Instrumenten in de internationale samenwerking zijn de wederzijdse rechtshulp in strafzaken
alsmede de politiële samenwerking waaronder de informatie-uitwisseling. In de praktijk
blijkt bij die laatste vorm van samenwerking echter van een wezenlijk gebrek aan normering.

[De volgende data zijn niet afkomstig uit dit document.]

PR #2309, opened 2025-09-17
Add results to syncronize tasks

mdellweg:
If a new repository version is created, it is returned as the task result now.

### DIFF
--- a/pulp_ansible/app/tasks/collections.py
+++ b/pulp_ansible/app/tasks/collections.py
@@ -77,6 +77,13 @@ from pulp_ansible.app.tasks.utils import (
     parse_metadata,
 )
 
+
+try:
+    from pulpcore.plugin.serializers import RepositoryVersionSerializer
+except ImportError:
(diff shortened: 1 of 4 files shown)


pulp_ansible/app/tasks/collections.py
```diff
@@ -213,26 +220,25 @@ def sync(remote_pk, repository_pk, mirror, optimize):
...
     first_stage = CollectionSyncFirstStage(remote, repository, is_repo_remote, optimize)
-    if first_stage.should_sync is False:
+    if first_stage.should_sync:
+        d_version = AnsibleDeclarativeVersion(first_stage, repository, mirror=mirror)
+        repository_version = d_version.create()
+
+        if repository_version is not None:
+            repository.last_synced_metadata_time = first_stage.last_synced_metadata_time
+            repository.save(update_fields=["last_synced_metadata_time"])
+            if RepositoryVersionSerializer is not None:
```
ggainey, line 236: Nice, I like this pattern.

PR #2319, opened 2025-09-23
Enable import/export tests when domains are enabled.

ggainey:


ggainey:
> How come these tests do not fail on lowerbounds where pulpcore 3.63 is installed? Is that expected?
> 
> https://github.com/pulp/pulp_ansible/actions/runs/17959822120/job/51080436446?pr=2319#step:14:25134
> 
> ```
> usr/local/lib/python3.11/site-packages/pulp_ansible/tests/functional/api/test_export_import.py::test_export_then_import[True] PASSED [ 85%]
> usr/local/lib/python3.11/site-packages/pulp_ansible/tests/functional/api/test_export_import.py::test_export_then_import[False] PASSED [ 86%]
> ```

That is a Really Good Question, given that 3.63 does have the "not if DOMAIN_ENABLED" guard : https://github.com/pulp/pulpcore/blob/3.63/pulpcore/app/viewsets/exporter.py#L124

I have no idea.

ggainey:
> I have no idea.

I lie - the lowerbounds-test runs with domains disabled. These tests have always worked there - all this change does, it make them run when domains *are* enabled, in the azure/s3 envs.

mdellweg (approved):

Issue #2350, opened 2025-12-16
Fix cross-repo search tag filter for ArrayField


bmclaughlin:
**Version**
Please provide the versions of the pulpcore and pulp_ansible packages in use, and how they are installed.  If you are using Pulp via Katello, please provide the Katello version.
Working on upgrading galaxy_ng to pulpcore 3.73 and ran into this bug.

**Describe the bug**
In `/pulp_ansible/pulp_ansible/app/galaxy/v3/filters.py:190`
`qs = qs.filter(collection_version__tags__name=tag)`

However, Tags is no longer a Model, it's an ArrayField on CollectionVersion.  So that line needs to change to:
`qs = qs.filter(collection_version__tags__contains=[tag])`

**To Reproduce**
It was picked up in galaxy_ng's `integration (standalone, x_repo_search)` CI run:
```
Exception Type: FieldError at /api/galaxy/v3/plugin/ansible/search/collection-versions/
Exception Value: Unsupported lookup 'name' for ArrayField or join on the field not permitted, perhaps you meant ne?
Raised during: pulp_ansible.app.galaxy.v3.viewsets.CollectionVersionSearchViewSet
```

**Expected behavior**
The line of code to return the correct queryset. 

**Additional context**
I'm about to open a PR, I tested locally to ensure it fixed the error.

PR #2351, opened 2025-12-16
Fix cross-repo search tag filter for ArrayField

bmclaughlin:
The tags field on CollectionVersion is now an ArrayField instead of a ForeignKey to Tag model. Updated filter_by_tags to use the contains lookup which is appropriate for ArrayFields.

Issue: AAP-53522

Fixes: #2350

### DIFF
--- a/pulp_ansible/app/galaxy/v3/filters.py
+++ b/pulp_ansible/app/galaxy/v3/filters.py
@@ -187,6 +187,4 @@ class CollectionVersionSearchFilter(FilterSet):
         Returns:
             Queryset of CollectionVersion that matches all tags
         """
-        for tag in value.split(","):
-            qs = qs.filter(collection_version__tags__name=tag)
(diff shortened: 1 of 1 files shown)


pulp_ansible/app/galaxy/v3/filters.py
```diff
@@ -188,5 +188,6 @@ def filter_by_tags(self, qs, name, value):
             Queryset of CollectionVersion that matches all tags
         """
         for tag in value.split(","):
-            qs = qs.filter(collection_version__tags__name=tag)
+            # tags is an ArrayField, use contains lookup
+            qs = qs.filter(collection_version__tags__contains=[tag])
```
gerrod3: How about:
`return qs.filter(collection_version__tags__contains=value.split(","))`

gerrod3 (approved):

Zo blijkt onduidelijk te zijn hoever de politiebevoegdheden zich uitstrekken. Gesteld
kan worden dat met de intensivering van de samenwerking de noodzaak tot afbakening
van bevoegdheden toeneemt.
Daarnaast heeft de aanstaande feitelijke inwerkingstelling van de Schengen Uitvoeringsovereenkomst,
hierna te noemen SUO, reeds nu gevolgen voor de praktijk. Immers, vooruitlopend hierop
is de nationale wetgeving gewijzigd. Deze wetgeving is op 1 december 1993 van kracht
geworden. In dit verband is artikel 552i, in het bijzonder het tweede lid, van het Wetboek van Strafvordering van belang.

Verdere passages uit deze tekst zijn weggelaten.